What is being asked: If a line below contains the string "Please", copy it out.

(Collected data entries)
---*---

PR #475, opened 2017-05-14
[RFC] Cleanup init devices

Oblomov:
I dislike it when platforms `abort()` on error, since this prevents the invoking application from properly handling error conditions. This is particularly damning on initialization, which is actually one of the easiest situations to handle (for example by changing platform).

This patch series proposes a method to handle error condition during initialization (essentially, marking problematic devices as unavailable instead of simply killing everything). It is not complete, since I'm not particularly familiar with the TCE and HSA code and I'm not in the condition to test things.

### DIFF
--- a/lib/CL/devices/devices.c
+++ b/lib/CL/devices/devices.c
@@ -187,7 +187,7 @@ pocl_string_to_dirname(char *str)
     }
 }
 
-void 
+cl_int
 pocl_init_devices()
 {
   static unsigned int init_done = 0;
@@ -206,7 +206,7 @@ pocl_init_devices()
      infinite loop. */
 
   if (init_in_progress)
-      return;
+      return CL_SUCCESS; /* debatable, but what else can we do ? */
   init_in_progress = 1;
 
   if (init_done == 0)
@@ -215,7 +215,7 @@ pocl_init_devices()
   if (init_done) 
     {
       POCL_UNLOCK(pocl_init_lock);
-      return;
+      return pocl_num_devices ? CL_SUCCESS : CL_DEVICE_NOT_FOUND;
     }
 
   /* Set a global debug flag, so we don't have to call pocl_get_bool_option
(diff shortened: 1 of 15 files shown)


lib/CL/devices/pthread/pthread.c
```diff
@@ -195,21 +197,28 @@ pocl_pthread_init (unsigned j, cl_device_id device, const char* parameters)
...
+  if (d == NULL)
+    return CL_OUT_OF_HOST_MEMORY;
 
 #ifdef CUSTOM_BUFFER_ALLOCATOR
   if (mrm == NULL)
     {
       mrm = malloc (sizeof (mem_regions_management));
+      if (mrm == NULL)
+        {
+          free(d);
```
pjaaskel: Please add white space befor parenthesis.

lib/CL/devices/devices.c
```diff
@@ -206,7 +206,7 @@ pocl_init_devices()
      infinite loop. */
 
   if (init_in_progress)
-      return;
+      return CL_SUCCESS; /* debatable, but what else can we do ? */
```
pjaaskel: This is here because of recursive initialization that happens due to hwloc's OpenCL plugin: When we initialize hwloc, it initializes OpenCL which can be pocl, etc.

pjaaskel:
HSA fails to build. Please fix:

---*---

Expected output:
pjaaskel: Please add white space befor parenthesis.
HSA fails to build. Please fix:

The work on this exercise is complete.